---------- RECORDED INFORMATION

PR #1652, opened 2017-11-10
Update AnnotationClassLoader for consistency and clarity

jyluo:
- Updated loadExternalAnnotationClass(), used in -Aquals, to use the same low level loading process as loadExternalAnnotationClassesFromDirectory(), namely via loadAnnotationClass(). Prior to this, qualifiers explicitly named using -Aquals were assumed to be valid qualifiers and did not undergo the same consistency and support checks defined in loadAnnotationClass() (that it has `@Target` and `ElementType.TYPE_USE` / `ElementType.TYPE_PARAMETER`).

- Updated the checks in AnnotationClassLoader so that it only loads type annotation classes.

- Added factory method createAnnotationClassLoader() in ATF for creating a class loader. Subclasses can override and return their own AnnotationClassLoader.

--------------------
---------- RECORDED INFORMATION

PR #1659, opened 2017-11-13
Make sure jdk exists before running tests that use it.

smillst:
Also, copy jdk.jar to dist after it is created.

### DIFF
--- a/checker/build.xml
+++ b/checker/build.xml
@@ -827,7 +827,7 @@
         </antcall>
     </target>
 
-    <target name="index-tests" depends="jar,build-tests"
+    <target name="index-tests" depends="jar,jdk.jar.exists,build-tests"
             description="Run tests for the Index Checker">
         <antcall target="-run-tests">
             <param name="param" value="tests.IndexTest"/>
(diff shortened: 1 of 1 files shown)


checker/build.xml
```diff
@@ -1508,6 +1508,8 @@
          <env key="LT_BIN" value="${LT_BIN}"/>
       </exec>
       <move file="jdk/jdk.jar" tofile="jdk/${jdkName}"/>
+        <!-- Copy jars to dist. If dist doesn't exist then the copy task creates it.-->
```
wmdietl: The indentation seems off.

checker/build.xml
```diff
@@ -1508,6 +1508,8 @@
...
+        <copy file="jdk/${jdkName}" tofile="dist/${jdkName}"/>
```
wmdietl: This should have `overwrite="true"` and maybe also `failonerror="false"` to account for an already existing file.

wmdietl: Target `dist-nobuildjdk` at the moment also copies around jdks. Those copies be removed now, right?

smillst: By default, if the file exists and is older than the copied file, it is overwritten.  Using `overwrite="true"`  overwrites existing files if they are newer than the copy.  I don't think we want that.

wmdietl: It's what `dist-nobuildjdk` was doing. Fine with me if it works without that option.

--------------------
---------- RECORDED INFORMATION

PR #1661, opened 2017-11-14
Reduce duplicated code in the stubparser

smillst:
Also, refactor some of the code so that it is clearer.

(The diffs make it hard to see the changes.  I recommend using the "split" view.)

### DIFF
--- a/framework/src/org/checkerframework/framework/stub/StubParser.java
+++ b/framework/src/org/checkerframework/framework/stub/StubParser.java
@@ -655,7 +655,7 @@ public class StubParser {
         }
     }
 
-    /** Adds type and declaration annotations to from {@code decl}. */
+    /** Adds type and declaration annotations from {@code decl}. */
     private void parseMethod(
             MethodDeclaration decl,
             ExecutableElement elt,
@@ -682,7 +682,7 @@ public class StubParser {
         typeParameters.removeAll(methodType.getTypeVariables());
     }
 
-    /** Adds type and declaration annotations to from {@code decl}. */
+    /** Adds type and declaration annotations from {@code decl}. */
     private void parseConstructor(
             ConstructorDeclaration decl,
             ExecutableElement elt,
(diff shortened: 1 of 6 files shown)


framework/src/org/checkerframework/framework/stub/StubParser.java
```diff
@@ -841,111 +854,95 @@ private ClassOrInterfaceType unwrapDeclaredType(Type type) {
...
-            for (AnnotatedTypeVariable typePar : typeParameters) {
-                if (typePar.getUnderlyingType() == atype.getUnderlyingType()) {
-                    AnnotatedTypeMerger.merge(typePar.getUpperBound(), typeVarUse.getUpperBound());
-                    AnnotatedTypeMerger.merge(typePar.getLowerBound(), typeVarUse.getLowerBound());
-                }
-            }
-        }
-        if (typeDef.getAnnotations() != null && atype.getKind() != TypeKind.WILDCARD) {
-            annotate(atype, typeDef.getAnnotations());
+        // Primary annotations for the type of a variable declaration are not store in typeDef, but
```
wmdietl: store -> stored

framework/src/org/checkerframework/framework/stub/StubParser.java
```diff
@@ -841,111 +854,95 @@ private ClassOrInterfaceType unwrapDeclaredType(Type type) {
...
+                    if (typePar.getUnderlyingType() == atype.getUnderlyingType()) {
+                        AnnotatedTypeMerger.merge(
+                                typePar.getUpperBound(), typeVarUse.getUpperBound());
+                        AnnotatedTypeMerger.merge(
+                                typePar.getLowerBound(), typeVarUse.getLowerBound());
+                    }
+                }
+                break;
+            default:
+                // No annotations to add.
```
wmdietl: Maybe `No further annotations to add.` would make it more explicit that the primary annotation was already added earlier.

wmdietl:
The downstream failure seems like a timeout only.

--------------------

**TASK REQUIREMENTS**.
The required output is every line above from the one with "typeParameters.removeAll(methodType.getTypeVariables());" down to the one with "The downstream failure", restated word for word, ends included.

**YOUR SOLUTION**.
         typeParameters.removeAll(methodType.getTypeVariables());
     }
 
-    /** Adds type and declaration annotations to from {@code decl}. */
+    /** Adds type and declaration annotations from {@code decl}. */
     private void parseConstructor(
             ConstructorDeclaration decl,
             ExecutableElement elt,
(diff shortened: 1 of 6 files shown)


framework/src/org/checkerframework/framework/stub/StubParser.java
```diff
@@ -841,111 +854,95 @@ private ClassOrInterfaceType unwrapDeclaredType(Type type) {
...
-            for (AnnotatedTypeVariable typePar : typeParameters) {
-                if (typePar.getUnderlyingType() == atype.getUnderlyingType()) {
-                    AnnotatedTypeMerger.merge(typePar.getUpperBound(), typeVarUse.getUpperBound());
-                    AnnotatedTypeMerger.merge(typePar.getLowerBound(), typeVarUse.getLowerBound());
-                }
-            }
-        }
-        if (typeDef.getAnnotations() != null && atype.getKind() != TypeKind.WILDCARD) {
-            annotate(atype, typeDef.getAnnotations());
+        // Primary annotations for the type of a variable declaration are not store in typeDef, but
```
wmdietl: store -> stored

framework/src/org/checkerframework/framework/stub/StubParser.java
```diff
@@ -841,111 +854,95 @@ private ClassOrInterfaceType unwrapDeclaredType(Type type) {
...
+                    if (typePar.getUnderlyingType() == atype.getUnderlyingType()) {
+                        AnnotatedTypeMerger.merge(
+                                typePar.getUpperBound(), typeVarUse.getUpperBound());
+                        AnnotatedTypeMerger.merge(
+                                typePar.getLowerBound(), typeVarUse.getLowerBound());
+                    }
+                }
+                break;
+            default:
+                // No annotations to add.
```
wmdietl: Maybe `No further annotations to add.` would make it more explicit that the primary annotation was already added earlier.

wmdietl:
The downstream failure seems like a timeout only.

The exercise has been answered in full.